Purpose: Determine the effects and mechanisms of over-expressing hematopoietic ABCA1 and ABCG1 on plasma membrane microdomain compositions, insulin resistance and atherosclerosis in diet-induced obesity.
Methods: Hematopoietic ABCA1 and ABCG1 over-expressing LDLR−/− mice were fed the high fat, high sucrose with 0.15% cholesterol diabetogenic diet for up to 22 weeks. Whole body insulin resistance were evaluated by IPGTT and IPITT and atherosclerotic lesions were determined using a Movat's pentachrome stain. Detergent-resistance microdomain protein compositions were determined using proteomics.
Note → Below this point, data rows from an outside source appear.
PR #165, opened 2018-08-10
express-openapi: fix type definitions for ajv error

srijs:
This is to make sure we don't forget to change the type definitions for `express-openapi` when we cascade the ajv changes. Feel free to cherry-pick this commit into your own branch when you bump the versions!


jsdevel:
Thanks again @srijs !

jsdevel:
published as `v2.0.0`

Results: We found that over-expressing hematopoietic ABCA1 and ABCG1 significantly alleviated diet-induced insulin resistance and reduced atherosclerosis. The improved insulin resistance and reduced atherosclerosis in hematopoietic ABCA1 and ABCG1 over-expressing mice were accompanied with deceased monocytosis, reduced macrophage accumulation and inflammation in adipose tissue atherosclerotic lesions. Over-expressing hematopoietic ABCA1 and ABCG1 altered membrane order and microdomain protein compositions, impairing the retention of plasma membrane cholesterol and disrupting signaling pathways that are required for cell proliferation and inflammation.